Guess they have to pay the CEO's $7m salary somehow.
@[email protected]
Has anyone successfully run their own FF sync server? I have tried twice recently with no success.
@[email protected] Grrr, I just switched over to Firefox after realizing how crappy Chrome is for privacy/ads. 😡
@[email protected] I don't quite understand the hate of Firefox, was their update directly at your sentiment? Mozilla is a nonprofit and they're of course not going to be perfect but they're kind of the last game in town since Google took over all the browser backends? I see a lot of "go to librewolf" but would they have enough support to maintain the browser if FF died?
@[email protected] Mozilla is a not-for-profit that owns a half-a-billion dollar a year for-profit that gets its half-a-billion dollars a year from Google.
Or, as their head of public policy once told me: “Why are you being so hard on us? We’re just another Silicon Valley tech company.”
🤷♂️
@[email protected] The practical solution I found in the comments was #LibreWolf. I'll have a look at that browser. Just being interested in alternative solutions.
#browsers
@[email protected]
good time to start contributing to ladybird, either monetary or via
contributions https://donorbox.org/ladybird
@[email protected] I have a question here, does this also apply to Firefox forks? (I'm affraid the answer is yes...)
CC: @[email protected]
No because they free to, and will remove the stupid TOS.
@[email protected] @[email protected] No, they can’t dictate terms of use for forks without violating their own open source license.
@[email protected] has anyone used the #TheOnionRouter aka tor browser? @[email protected] rates it good for privacy.
It's very slow, and many websites block TOR users.
Can someone clarify if there's an option to opt-out of all these new data collection stuff? I have all the telemetry related stuff disabled, so I'm not sure if it includes these new things.
@[email protected] that’s it, I’m making my own browser from scratch. Forget the blackjack and hookers, I just want to browse the internet sometimes
@[email protected]
Does that mean, if i type something into a mask on an encrypted website (https), that Mozilla can read it?
@[email protected] 🤷♂️
At least they’re open source so you should be able to see exactly what information is being collected if you dive into the code.
@[email protected] I’ve been noodling on privacy-oriented and non-Chromium options other than FF for a while, and feel a bit hamstrung.
Really rather avoid Brave for not wanting to support that CEO, and that doesn’t leave much.
The hope that I can also sync a browser between my iPhone app and Windows laptop seemingly just makes it totally unattainable.
Wide open to other recommendations.
Donate or support an open source engine so we can leave these baddies behind us https://servo.org/ it was originally a mozilla project but is now its own.
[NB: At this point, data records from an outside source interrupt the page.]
PR #554, opened 2019-08-21
Ps startup logging

psantos1113:
Log the configuration fields for each descriptor.


src/main/java/com/synopsys/integration/alert/workflow/startup/component/AlertStartupInitializer.java
```diff
@@ -133,6 +133,7 @@ private void initializeConfiguration(final Collection<String> descriptorNames, f
             logger.info("---------------------------------");
             logger.info("Descriptor: {}", descriptorName);
             logger.info("---------------------------------");
+            logger.info("  Start Descriptor Initialization...");
```
gkillough: To match the other verbs that we log, this should probably be "Starting".

PR #1006, opened 2024-06-17
[fix] Fixed bug in direct XML parsing of UPF v2 PPs

abussy:
Fixed bug when parsing UPF files without NLCC. When there is no core correction, the default `json` behavior is to allocate an array for it filled with zeros. So far, the `pugixml` parser gave a size zero vector, leading to a crash. This PR fixes it.


toxa81:
cscs-ci run default

toxa81:
cscs-ci run

PR #1007, opened 2024-06-24
[enhancement] cleanup of tests and unit tests

toxa81:
* clean-up of tests and unit tests
* old and obsolete tests are removed
* use initializer_list in cmd_args
* uniform way to call tests
* two verification tests were updated to have more accurate ground state


toxa81:
cscs-ci run

mtaillefumier (approved):
looks good

PR #1008, opened 2024-07-07
Add timers for Hubbard symmetrization

simonpintarelli:
Add `sirus::symmetrize_occupation_matrix`. 

@gsavva encountered a SCF+U calculation which spent the bulk of the time in `symmetrize_occupation_matrix` in `Density::generate`.

### DIFF
--- a/src/hubbard/hubbard_matrix.hpp
+++ b/src/hubbard/hubbard_matrix.hpp
@@ -240,6 +240,7 @@ class Hubbard_matrix
     auto
     find_orbital_index(const int ia__, const int n__, const int l__) const
     {
+        PROFILE("Hubbard_matrix::find_orbital_index");
         for (int at_lvl = 0; at_lvl < static_cast<int>(atomic_orbitals_.size()); at_lvl++) {
             int lo_ind = atomic_orbitals_[at_lvl].second;
 
--- a/src/hubbard/hubbard_matrix.hpp
+++ b/src/hubbard/hubbard_matrix.hpp
@@ -240,7 +240,6 @@ class Hubbard_matrix
     auto
     find_orbital_index(const int ia__, const int n__, const int l__) const
     {
-        PROFILE("Hubbard_matrix::find_orbital_index");
         for (int at_lvl = 0; at_lvl < static_cast<int>(atomic_orbitals_.size()); at_lvl++) {
             int lo_ind = atomic_orbitals_[at_lvl].second;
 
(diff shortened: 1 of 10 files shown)


toxa81:
I'm almost sure it's the same issue that we solved in symmetrize_mt_function(): generation of `sht::rotation_matrix<double>(4, eang, pr);` is expensive and needs to be cached. `symmetrize_mt_function()` already contains the fix

simonpintarelli:
There is some room for improvment here ^^. I've cherry picked the changes and compiled on todi, At least it seems to fix the bulk of the performance issue.

src/symmetry/symmetrize_occupation_matrix.hpp
```diff
@@ -46,6 +48,19 @@ symmetrize_occupation_matrix(Occupation_matrix& om__)
         }
     }
 
+    std::vector<std::vector<mdarray<double, 2>>> rotms(sym.size());
```
toxa81: but why not passing it as argument? it is already computed in sim.ctx.

simonpintarelli: Aren't the ones in sim ctx different? https://github.com/electronic-structure/SIRIUS/blob/sirius-md/src/context/simulation_context.cpp#L834

It does the following at the end:
https://github.com/electronic-structure/SIRIUS/blob/sirius-md/src/core/sht/sht.cpp#L98

In `symmetrize_occupation_matrix` for each symmetry 
https://github.com/electronic-structure/SIRIUS/blob/sirius-md/src/core/sht/sht.cpp#L115
was called, which returns a vector of rotations matrices.

I didn't look at the for loops below, perhaps one can rearrange things and use the ctx.rotm().

toxa81: I checked the code and I found a TODO that perfectly fits this refactoring. I'll add my changes to this PR

src/hubbard/hubbard_matrix.hpp
```diff
@@ -240,6 +240,7 @@ class Hubbard_matrix
     auto
     find_orbital_index(const int ia__, const int n__, const int l__) const
     {
+        PROFILE("Hubbard_matrix::find_orbital_index");
```
simonpintarelli: this line is malicious, the profiler is not thread safe ...

toxa81:
cscs-ci run

toxa81:
@simonpintarelli @gsavva is it good to be merged?

PR #1016, opened 2024-08-08
[WIP] API changes for Julia bindings

abussy:
This PR brings some changes to the API, in order to facilitate the creation of Julia bindings for SIRIUS in a future `SIRIUS.jl` package.

Apart from the additions of new functions to `sirius_api.cpp` (necessary for the `DFTK` integration), the main addition consists of a header file for the API: `sirius_c_headers.h`. It turns out that having a header file drastically simplifies the process of creating Julia bindings for a C/C++ library.

As things stand, this header file is generated by a script (`generate_c_headers.py`), in the same spirit as the Fortran API. As a result, **it is not used for compilation**, but only as source material for the automatic generation of Julia bindings.

The above point is why this PR is marked as WIP. I believe we might want to have a discussion as to whether we follow this direction, or if we decide to have a proper header file that we also use for compilation.

### DIFF
--- a/src/CMakeLists.txt
+++ b/src/CMakeLists.txt
@@ -157,6 +157,8 @@ if(SIRIUS_CREATE_FORTRAN_BINDINGS)
   set_target_properties(sirius PROPERTIES Fortran_MODULE_DIRECTORY mod_files)
   install(FILES "${PROJECT_BINARY_DIR}/src/mod_files/sirius.mod"
           DESTINATION "${CMAKE_INSTALL_INCLUDEDIR}/sirius")
+  install(FILES "${PROJECT_SOURCE_DIR}/src/api/sirius_c_headers.h"
+          DESTINATION "${CMAKE_INSTALL_INCLUDEDIR}/sirius/src/api")
   install(TARGETS sirius
     EXPORT sirius_targets
     ARCHIVE DESTINATION "${CMAKE_INSTALL_LIBDIR}"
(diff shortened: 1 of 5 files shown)


toxa81 (approved):
To me this looks fine. There are no breaking changes, and .h file serves its purpose for Julia bindings. Later we can get back to a discussion how to improve it.

abussy:
Any opinion on this @simonpintarelli, @mtaillefumier ?

mtaillefumier:
No major objections especially if the header file generated automatically.

simonpintarelli:
The docstrings are now duplicated in the header and in `sirius_api.cpp`. This can be cleaned up, docstrings should be in the header and then the rest adapted accordingly to generate sirius.f90 from the header. Fine for me to do it in a future PR.

toxa81:
> The docstrings are now duplicated in the header and in `sirius_api.cpp`. This can be cleaned up, docstrings should be in the header and then the rest adapted accordingly to generate sirius.f90 from the header. Fine for me to do it in a future PR.

Good catch @simonpintarelli ! However, I would still use sirius_api.cpp as a source of truth for the documentation and a bare header file only for Julia bindings. @abussy will it be possible to cleanup .h file from the doc. comments?

abussy:
My script to generate Julia bindings makes use of the docstrings. I am also not sure I could get the data from `sirius_api.cpp`, as it is not shipped in the `include` folder of the library (and putting it there would be akward).

PR #1022, opened 2024-09-19
fix rocm include for rocm v6

simonpintarelli:
rocblas has changed the interface for `trmm` in v6.0.0. 

**TODO** either make the change backward compatible, or upgrade rocm to 6.0.0 in the base container too.


toxa81:
IMO better to move forward and update base container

I have been watching it for a year and they have made a significant amount of progress but still a lot more to go.
@[email protected] Damn, not firefox too. It was the last mainstream browser that didn't exploit your privacy. People who want to switch, Vivaldi, Brave and other firefox forks are still open (though you should do your research before moving)
@[email protected] time for @[email protected] to move away from shipping @[email protected] on new releases.
Gave Vivaldi a try and so far am enjoying the UI as I can move between tabs easier than Firefox and seems a bit faster.